NI Holdings Inc (NASDAQ:NODK) delivered a less impressive 1.73% ROE over the past year, compared to the 9.02% return generated by its industry. Though NODK’s recent performance is underwhelming, it is useful to understand what ROE is made up of and how it should be interpreted. Knowing these components can change your views on NODK’s below-average returns. I will take you through how metrics such as financial leverage impact ROE which may affect the overall sustainability of NODK’s returns. View our latest analysis for NI Holdings
What you must know about ROE
Firstly, Return on Equity, or ROE, is simply the percentage of last years’ earning against the book value of shareholders’ equity. For example, if the company invests $1 in the form of equity, it will generate $0.02 in earnings from this. While a higher ROE is preferred in most cases, there are several other factors we should consider before drawing any conclusions.

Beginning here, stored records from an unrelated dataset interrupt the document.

PR #386, opened 2018-08-30
Core listing schema

franckc:
### Checklist:

### Description:
Proposal for the "core" listing schema to use for our V1 launch.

Return on Equity = Net Profit ÷ Shareholders Equity
Returns are usually compared to costs to measure the efficiency of capital. NI Holdings’s cost of equity is 8.49%. Since NI Holdings’s return does not cover its cost, with a difference of -6.77%, this means its current use of equity is not efficient and not sustainable. Very simply, NI Holdings pays more for its capital than what it generates in return. ROE can be dissected into three distinct ratios: net profit margin, asset turnover, and financial leverage. This is called the Dupont Formula:
ROE = profit margin × asset turnover × financial leverage
ROE = (annual net profit ÷ sales) × (sales ÷ assets) × (assets ÷ shareholders’ equity)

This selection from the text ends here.